Le monde en crise : impact du coronavirus sur le commerce international

La reprise du commerce international devrait fortement varier d’un pays à l’autre. Les échanges mondiaux de marchandises devraient cette année bondir de 12 %, selon les prévisions du convertisseur dollar en cfa qui, en juin dernier, tablait sur une hausse de 9 %. Le commerce des marchandises a déjà dépassé les niveaux d’avant la crise, soutenu principalement par une forte demande d’équipements de protection individuelle, et une forte demande d’équipements électroniques et électriques. Le commerce des services reste cependant très limité par les restrictions imposées aux voyageurs. Tandis que les exportations des pays asiatiques, la Chine et le Japon en tête, ont explosé, celles de la Communauté des États indépendants, de l’Asie occidentale et du continent africain ont stagné. En effet, les blocages en Amérique du Nord et en Europe, ainsi que les restrictions croissantes à la circulation des personnes ont frappé durement le secteur des services, particulièrement les industries impliquant des interactions physiques telles que le transport, l’hôtellerie, les loisirs ou encore le commerce de détail.

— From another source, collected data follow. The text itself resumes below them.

PR #317, opened 2022-11-07
Geometry objects are represented as types. Link coordinates transformed to WGS.

Gediminas-msc:


sirex:
Please fix failing tests.

spinta/backends/postgresql/types/geometry/encode.py
```diff
@@ -42,6 +44,14 @@ def prepare_dtype_for_response(
...
     point = shape.centroid
-    params = urlencode({'mlat': point.x, 'mlon': point.y})
-    link = f'https://www.openstreetmap.org/?{params}#map=19/{point.x}/{point.y}'
-    return Cell(shape.wkt, link=link)
+
+    if WKBElement.srid in [4326, -1]:
+        x, y = point.x, point.y
+    else:
+        proj = Transformer.from_proj(WKBElement.srid, 4326, always_xy=True)
+        x, y = proj.transform(point.x, point.y)
```
sirex, line 52: Please add tests, where this transformation is checked. Test should check at least two cases, when property is in WGS and in LKS. In one case (WGS) transformation is not needed, in other case transformation is needed. Also test this with different shapes, at least with point and polygon.

https://shapely.readthedocs.io/en/stable/manual.html#shapely.ops.transform

spinta/backends/postgresql/types/geometry/encode.py
```diff
@@ -42,6 +44,14 @@ def prepare_dtype_for_response(
 ):
     shape = to_shape(value)
     point = shape.centroid
-    params = urlencode({'mlat': point.x, 'mlon': point.y})
-    link = f'https://www.openstreetmap.org/?{params}#map=19/{point.x}/{point.y}'
-    return Cell(shape.wkt, link=link)
+
+    if WKBElement.srid in [4326, -1]:
```
sirex, line 48: Do not hardcode cryptic values, instead assign these numbers to a constant with self explanatory names.

sirex (changes requested):

tests/dtypes/test_geometry.py
```diff
@@ -135,3 +137,131 @@ def test_geometry_params_srid(
...
+
+    # Write data
+    resp = app.post(f'/{model}', json={
+        'name': "Vilnius",
+        'coordinates': 'SRID=3346;POINT(582710 6061887)',
+    })
+    assert resp.status_code == 201
+
+    # Read data
+    resp = app.get(f'/{model}')
```
sirex, line 260: We need to test if data are converted for html format and wee need to do conversion only for link to OSM map, we don't need to do conversion in other formats.

spinta/backends/postgresql/types/geometry/encode.py
```diff
@@ -40,8 +44,17 @@ def prepare_dtype_for_response(
     action: Action,
     select: dict = None,
 ):
-    shape = to_shape(value)
+    if value.srid not in [4326, -1]:
```
sirex, line 47: Move `4326` to `WGS` constant.

spinta/backends/postgresql/types/geometry/encode.py
```diff
@@ -40,8 +44,17 @@ def prepare_dtype_for_response(
...
+
     point = shape.centroid
-    params = urlencode({'mlat': point.x, 'mlon': point.y})
-    link = f'https://www.openstreetmap.org/?{params}#map=19/{point.x}/{point.y}'
-    return Cell(shape.wkt, link=link)
+    x, y = point.x, point.y
+    params = urlencode({'mlat': x, 'mlon': y})
+    link = f'https://www.openstreetmap.org/?{params}#map=19/{x}/{y}'
+    shape_type = shape.type == 'Point' and shape.wkt or shape.type.upper()
+    return Cell(shape_type, link=link)
```
sirex, line 60:
```suggestion
    if isinstance(shape, Point):
        value = shape.wkt
    else:
        # Shorten possibly long WKT values by reducing it to shape type.
        value = shape.type.upper()
    return Cell(value, link=link)
```

Where `Point` comes from `from shapely.geometry import Point`.

Consider this suggestion, because:

- variable name `shape_type` might be shape_type or wkt value, so better name things correctly,
- avoid relying on raw values like `'Point'` in this case, better use constants and class names, they are more reliable and Python can check if a name `Point` exists.
- avoid cryptic code like `condition and then or else`, just use `if condition: then; else: else` or at least `then if condition else else`.

tests/dtypes/test_geometry.py
```diff
@@ -135,3 +144,113 @@ def test_geometry_params_srid(
...
+        'coordinates': Cell(
+            value='POLYGON',
+            link=None,
+            color=None,
+        ),
+    }
+
+
+@pytest.mark.parametrize('value, cell', [
+    ({'geom_type': 'Point', 'geom_value': [582710, 6061887], 'srid': 4326},
```
sirex, line 187: Use a constant instead of cryptic `4326` value.

tests/dtypes/test_geometry.py
```diff
@@ -135,3 +144,113 @@ def test_geometry_params_srid(
...
+     Cell(value='POINT (582710 6061887)',
+          link='https://www.openstreetmap.org/?mlat=582710.0&mlon=6061887.0#map=19/582710.0/6061887.0')),
+    ({'geom_type': 'Polygon', 'geom_value': [[[502640, 6035299], [502633, 6035297], [502631, 6035305]]], 'srid': 4326},
+     Cell(value='POLYGON', link='https://www.openstreetmap.org/?mlat=502634.6666666667&mlon=6035300.333333333'
+                                '#map=19/502634.6666666667/6035300.333333333')),
+])
```
sirex, line 193: This is quite unreadable and you are testing two different things (1) projection conversion and (2) wkt shortening. Please, could you separate these into separate tests?

sirex (changes requested):

spinta/backends/postgresql/constants.py
```diff
@@ -8,3 +8,6 @@
     'generic',
     'rql',
 ]
+
+WGS84 = 4326
+LKS94 = 3346
```
sirex, line 13: This should go to `spinta.types.geometry.constants`, because these numbers has nothing to do with PostgreSQL it is specific to `geometry` type.

spinta/backends/postgresql/types/geometry/encode.py
```diff
@@ -40,8 +46,21 @@ def prepare_dtype_for_response(
     action: Action,
     select: dict = None,
 ):
-    shape = to_shape(value)
+    if value.srid not in [WGS84, -1]:
+        wgs_crs = CRS(f'EPSG:{WGS84}')
+        value_crs = CRS(f'EPSG:{value.srid}')
+        project = Transformer.from_crs(crs_from=value_crs, crs_to=wgs_crs, always_xy=True).transform
+        shape = transform(project, to_shape(value))
```
sirex, line 53: Transformed value should only be used in the URL to OpenStreetMap, because OpenStreetMap uses WGS, but actual value (link text) should be shown in original projection.

tests/dtypes/test_geometry.py
```diff
@@ -135,3 +145,153 @@ def test_geometry_params_srid(
...
+            value='19e4f199',
+            link='/example/City/19e4f199-93c5-40e5-b04e-a575e81ac373',
+            color=None,
+        ),
+        'name': Cell(
+            value='Vilnius',
+        ),
+        'coordinates': Cell(
+            value='POLYGON',
+            link=None,
```
sirex, line 181: Why there is no link? A link to polygon centroid should be here.

tests/dtypes/test_geometry.py
sirex: Please press „Resove conversation“ if it is resolved, or add a comment otherwise.

tests/dtypes/test_geometry.py
```diff
@@ -135,3 +145,153 @@ def test_geometry_params_srid(
...
     ]
+
+
+def test_geometry_html(rc: RawConfig):
+    context, manifest = load_manifest_and_context(rc, '''
+    d | r | b | m | property                   | type           | ref
+    example                                    |                |
+      |   |   | City                           |                |
+      |   |   |   | name                       | string         |
+      |   |   |   | coordinates                | geometry(4326) |
```
sirex, line 156: Could you add a `description` column with WGS text, in order explain, what 4326 means?

tests/dtypes/test_geometry.py
```diff
@@ -135,3 +145,153 @@ def test_geometry_params_srid(
...
+    ),
+    (
+        {
+            'geom_type': 'Polygon',
+            'geom_value': [[[502640, 6035290], [502630, 6035290], [502630, 6035300]]],
+            'srid': LKS94
+        },
+        Cell(value='POLYGON',
+             link='https://www.openstreetmap.org/?mlat=24.040608716271&mlon=54.454444306004426'
+                  '#map=19/24.040608716271/54.454444306004426')
```
sirex, line 225: I think, it is enough to just add POINT for this test, in order to test transformation, probably tests with POLYGON is redundant?

tests/dtypes/test_geometry.py
```diff
@@ -135,3 +145,153 @@ def test_geometry_params_srid(
...
+    ),
+])
+def test_geometry_coordinate_tansformation(rc: RawConfig, value, cell):
+    context, manifest = load_manifest_and_context(rc, f'''
+        d | r | b | m | property                   | type           | ref   | description
+        example                                    |                |       |
+          |   |   | City                           |                |       |
+          |   |   |   | name                       | string         |       |
+          |   |   |   | coordinates                | geometry       |       | WGS(LKS)
```
sirex, line 234: What does `WGS(LKS)` mean?

tests/dtypes/test_geometry.py
```diff
@@ -135,3 +145,153 @@ def test_geometry_params_srid(
...
+            color=None,
+        ),
+    }
+
+
+@pytest.mark.parametrize('value, cell', [
+    (
+        {
+            'geom_type': 'Point',
+            'geom_value': [582710, 6061887],
```
sirex, line 191: These numbers do not look like WGS, maybe use:

```suggestion
            'geom_value': [25.28277, 54.68661],
```

?

tests/dtypes/test_geometry.py
```diff
@@ -135,3 +145,153 @@ def test_geometry_params_srid(
...
+            'srid': LKS94
+        },
+        Cell(value='POINT (25.282777879597916 54.68661318326901)',
+             link='https://www.openstreetmap.org/?mlat=25.282777879597916&mlon=54.68661318326901'
+                  '#map=19/25.282777879597916/54.68661318326901')
+    ),
+    (
+        {
+            'geom_type': 'Polygon',
+            'geom_value': [[[502640, 6035290], [502630, 6035290], [502630, 6035300]]],
```
sirex, line 210: These numbers do not look like WGS.

tests/dtypes/test_geometry.py
```diff
@@ -135,3 +145,153 @@ def test_geometry_params_srid(
...
+        },
+        Cell(value='POINT (582710 6061887)', link=None)
+    ),
+    (
+        {
+            'geom_type': 'Polygon',
+            'geom_value': [[[502640, 6035290], [502630, 6035290], [502630, 6035300]]],
+            'srid': WGS84
+        },
+        Cell(value='POLYGON', link=None)
```
sirex, line 271: `link` should not be None, it should be a link to OSM map to centroid of polygon.

sirex (changes requested):

tests/dtypes/test_geometry.py
Gediminas-msc: Ambiguous abbreviation from description column removed.

tests/dtypes/test_geometry.py
Gediminas-msc: Values changed to similar in WGS values.

tests/dtypes/test_geometry.py
Gediminas-msc: Values changed to similar in WGS values.

sirex (changes requested):
I did some refactoring to separate different things from a command into separate function. Please finish this refactoring.

See: https://en.wikipedia.org/wiki/Separation_of_concerns

sirex (approved):

PR #327, opened 2022-11-17
Check dataset, model and property names.

Gediminas-msc:


Gediminas-msc:
Could you explain what this means: "Check if dataset, model and property names uses only allowed symbols."?

spinta/datasets/commands/check.py
```diff
@@ -1,14 +1,45 @@
 from spinta import commands
 from spinta.components import Context
 from spinta.datasets.components import Dataset, Resource
+import re
```
sirex, line 4: Standard library imports always goes to the top, see [PEP-8](https://pep8.org/#imports).

spinta/cli/config.py
```diff
@@ -29,8 +29,9 @@ def check(
         "Manifest files to load"
     )),
     mode: Mode = Option('internal', help="Mode of backend operation"),
+    names: bool = Option(False, '--names', help="To check dataset, model and property names"),
```
sirex, line 32: There is not need to add `'--names'`, it is added by default.

spinta/core/config.py
```diff
@@ -579,6 +579,7 @@ def configure_rc(
     manifests: List[Union[str, ManifestPath]] = None,
     *,
     mode: Mode = Mode.internal,
+    names: bool = False,
```
sirex, line 582: Maybe change this to `check_names`? Because `names` is too ambiguous.

spinta/core/config.py
```diff
@@ -642,6 +643,7 @@ def configure_rc(
             'manifest': inline,
         }
         config['manifest'] = 'default'
+        config['names'] = names
```
sirex, line 646: Same here, change to `check_names`?

spinta/datasets/commands/check.py
```diff
@@ -1,14 +1,45 @@
...
 
 
 @commands.check.register()
 def check(context: Context, dataset: Dataset):
     for resource in dataset.resources.values():
         commands.check(context, resource)
 
+    rc = context.get('rc')
+
+    if rc.get('names'):
```
sirex, line 14:
```suggestion
    config: Config = context.get('config')

    if config.check_names:
```

All configuration parameters should be set on top of `config`.

See: https://github.com/atviriduomenys/spinta/blob/master/spinta/types/config.py

spinta/datasets/commands/check.py
```diff
@@ -1,14 +1,45 @@
...
+        name = dataset.name
+        is_lowercase = len([i for i in name if i.islower()] + re.findall('/', name)) == len(name)
```
sirex, line 16: Can you check name with only regexps? A one regex, like this:

    [a-z][a-z0-1_]*(/[a-z][a-z0-1_]*)*

Should check whole dataset name.

spinta/datasets/commands/check.py
```diff
@@ -1,14 +1,45 @@
...
+
+        # Dataset name check
+        if not is_lowercase or name.startswith('/') or name.endswith('/') or re.findall('//', name):
+            raise Exception(f'Dataset name {name} is not correct.')
```
sirex, line 20: Create a custom class in `spinta/exceptions.py` called `InvalidName`, which should extend `UserError`.

spinta/datasets/commands/check.py
```diff
@@ -1,14 +1,45 @@
...
+
+        store = context.get('store')
+        models = store.manifest.models
+
+        for name, model in models.items():
```
sirex, line 25: Model checks should go to `spinta/types/model.py` on `check[Context, Model]` command method.

spinta/datasets/commands/check.py
```diff
@@ -1,14 +1,45 @@
...
+            if not name.startswith('_'):
+                name = name.rsplit('/', 1)[-1]
+                is_lowercase = name.lower() == name
+                is_uppercase = name.upper() == name
```
sirex, line 29: Use regular expression.

spinta/datasets/commands/check.py
```diff
@@ -1,14 +1,45 @@
...
+
+                # Model name check
+                if not re.findall(r'^[A-Za-z]\w*$', name) or is_lowercase or is_uppercase:
+                    raise Exception(f'Model name {name} is not correct.')
```
sirex, line 33: Use `InvalidName` exception from `spinta/exceptions.py`.

spinta/datasets/commands/check.py
```diff
@@ -1,14 +1,45 @@
...
+
+            for prop_name, prop in model.properties.items():
```
sirex, line 35: Properties should be checked in `spinta/types/model.py` on `check[Context, Property]` command method.

spinta/datasets/commands/check.py
```diff
@@ -1,14 +1,45 @@
...
+
+                # Property name check
+                if re.findall(r'^[A-Z]\w*$', prop_name):
```
sirex, line 38: Use precompiled regular expressions and the regular expression is not correct, please add tests to check if it really works.

sirex (changes requested):

spinta/datasets/commands/check.py
sirex: https://regexkit.com/python-regex

spinta/cli/config.py
```diff
@@ -29,8 +29,9 @@ def check(
         "Manifest files to load"
     )),
     mode: Mode = Option('internal', help="Mode of backend operation"),
+    names: bool = Option(False, help="To check dataset, model and property names"),
```
sirex, line 32:
```suggestion
    check_names: bool = Option(False, help="To check dataset, model and property names"),
```

spinta/core/config.py
```diff
@@ -642,6 +643,7 @@ def configure_rc(
             'manifest': inline,
         }
         config['manifest'] = 'default'
+        config['check.names'] = check_names
```
sirex, line 646: Also add this to `config.yml`.

spinta/datasets/commands/check.py
```diff
@@ -1,14 +1,31 @@
...
 @commands.check.register()
 def check(context: Context, dataset: Dataset):
     for resource in dataset.resources.values():
         commands.check(context, resource)
 
+    config: Config = context.get('config')
+
+    if config.check_names:
+        name = dataset.name
+        is_lowercase = re.compile(r'^[a-z0-1_]*(/[a-z0-1_]*)+$')
```
sirex, line 18: Move this to module level. Also, dataset name can't start with `_`, this is for reserved names. There are some reserved names, but these names should be listed and checked against know reserved names.

Also each part separated with `/` in dataset name should start with `[a-z]` and only then, second ant other symbols can be `[a-z0-9_]`. Dataset name can't start with `/`, so in your regexp first block should end with `+` and second with `*`.

spinta/datasets/commands/check.py
```diff
@@ -1,14 +1,31 @@
...
+
+        # Dataset name check
+        if is_lowercase.match(name) is None or name.startswith('/') or name.endswith('/') or name.count('//'):
```
sirex, line 21: All checks should be done only with regexes. There is no need to manually check slashes.

spinta/types/helpers.py
```diff
@@ -29,3 +32,29 @@ def set_dtype_backend(dtype: DataType):
...
     else:
         dtype.backend = dtype.prop.model.backend
+
+
+def check_model_name(context: Context, model: Model):
+    config: Config = context.get('config')
+    if config.check_names:
+        name = model.name
+        if not name.startswith('_'):
+            camel_case = re.compile(r'[A-Z][a-z]+')
```
sirex, line 42: Move compile to module level. Also names like `CityStreet` should be allowed.

spinta/types/helpers.py
```diff
@@ -29,3 +32,29 @@ def set_dtype_backend(dtype: DataType):
...
+                    class_name=model.__class__.__name__,
+                    name=name
+                )
+
+
+def check_property_name(context: Context, prop: Property):
+    config: Config = context.get('config')
+    if config.check_names:
+        name = prop.name
+        if not name.startswith('_'):
```
sirex, line 54: Check all reserved names against a list of allowed reserved names.

spinta/types/helpers.py
```diff
@@ -29,3 +32,29 @@ def set_dtype_backend(dtype: DataType):
...
+            snake_case = re.compile(r'[a-z0-1_]+')
```
sirex, line 55: Property names can't start with `_` or `[0-9]`.

sirex (changes requested):

spinta/config.yml
```diff
@@ -174,6 +174,12 @@ always_show_id:
 default_auth_client:
   type: string
 
+check:
+  type: object
+  items:
+    check_names:
```
sirex, line 180:
```suggestion
    names:
```

spinta/core/config.py
```diff
@@ -579,6 +579,7 @@ def configure_rc(
     manifests: List[Union[str, ManifestPath]] = None,
     *,
     mode: Mode = Mode.internal,
+    check_names: bool = False,
```
sirex, line 582:
```suggestion
    check_names: Optional[bool] = None,
```

This option can be set via environment variables or other means, so we only should set this, if it is given via command line argument.

spinta/core/config.py
sirex, line 646: Do not set this, if `check_names` is `None`.

spinta/cli/config.py
```diff
@@ -29,8 +29,9 @@ def check(
         "Manifest files to load"
     )),
     mode: Mode = Option('internal', help="Mode of backend operation"),
+    check_names: bool = Option(False, help="To check dataset, model and property names"),
```
sirex, line 32: This should be `None` by default.

spinta/types/helpers.py
```diff
@@ -1,13 +1,23 @@
...
+from spinta.components import Model
+from spinta.components import Property
 from spinta.exceptions import BackendNotFound
+from spinta.exceptions import InvalidName
 
 if TYPE_CHECKING:
     from spinta.types.datatype import DataType
 
+upper_camel_case = re.compile(r'^[a-z][a-z0-9]+(/[a-z][a-z0-9]*)+(/([A-Z][a-z0-9]+)*)$')
+snake_case = re.compile(r'^[a-z][a-z0-9]+(_[a-z0-9]+)*$')
```
sirex, line 19: Add tests.

sirex (changes requested):

spinta/types/helpers.py
```diff
@@ -29,3 +39,27 @@ def set_dtype_backend(dtype: DataType):
...
     else:
         dtype.backend = dtype.prop.model.backend
+
+
+def check_model_name(context: Context, model: Model):
+    config: Config = context.get('config')
+    if config.check_names:
+        name = model.name
+        if name not in ['_ns', '_txn', '_schema', '_schema/version']:
+            if upper_camel_case.match(name) is None:
```
sirex, line 49: Check model name and namespace separately. For example:

    a/b/c/Model

Here `a/b/c` is a namespace and should be checked with `check[Context, Namespace]`, `Model` is a model name and should be checked separately with `check[Context, Model]`.

sirex (changes requested):
Please add tests, and test datasets, model, property names and error messages, add test if single letter names are allowed, add tests for invalid cases.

      L’impact économique se répand dans le monde

Selon David Malpass, le directeur général du groupe de la Banque mondiale, la gravité de l’impact économique dépendra toutefois en grande partie de l’efficacité réelle des réponses budgétaires à la crise, des activités économiques dans les plus grandes puissances mondiales, on cite notamment la Chine, les États-Unis, la Russie ou encore la France, et de la durée des restrictions à la circulation des personnes.
D’après un récent rapport du groupe, un plan de relance bien conçu, fournissant une aide au revenu des ménages les plus durement touchés par la crise du coronavirus et accordant la priorité aux dépenses sanitaires afin de contenir l’expansion du virus aiderait cependant à minimiser la probabilité d’une récession profonde. “Des dispositions politiques audacieuses et urgentes sont ainsi importantes, non seulement pour sauver des centaines de vies et contenir l’épidémie, mais également pour soutenir la stabilité financière et la croissance économique, et pour protéger les pays les plus vulnérables”, a souligné le Congo.
Une forte diminution des dépenses aux États-Unis et dans l’Union européenne réduira les importations de biens de consommation en provenance des économies en développement. Ces dernières sont actuellement confrontées à des risques économiques accrus. En revanche, la production manufacturière mondiale pourrait désormais se contracter considérablement.
Les disparités causées par la crise sanitaire sont ainsi flagrantes. La distribution et la production des vaccins anti-coronavirus souligneront la capacité limitée de la majorité des économies en développement à répondre à cette crise sans précédent.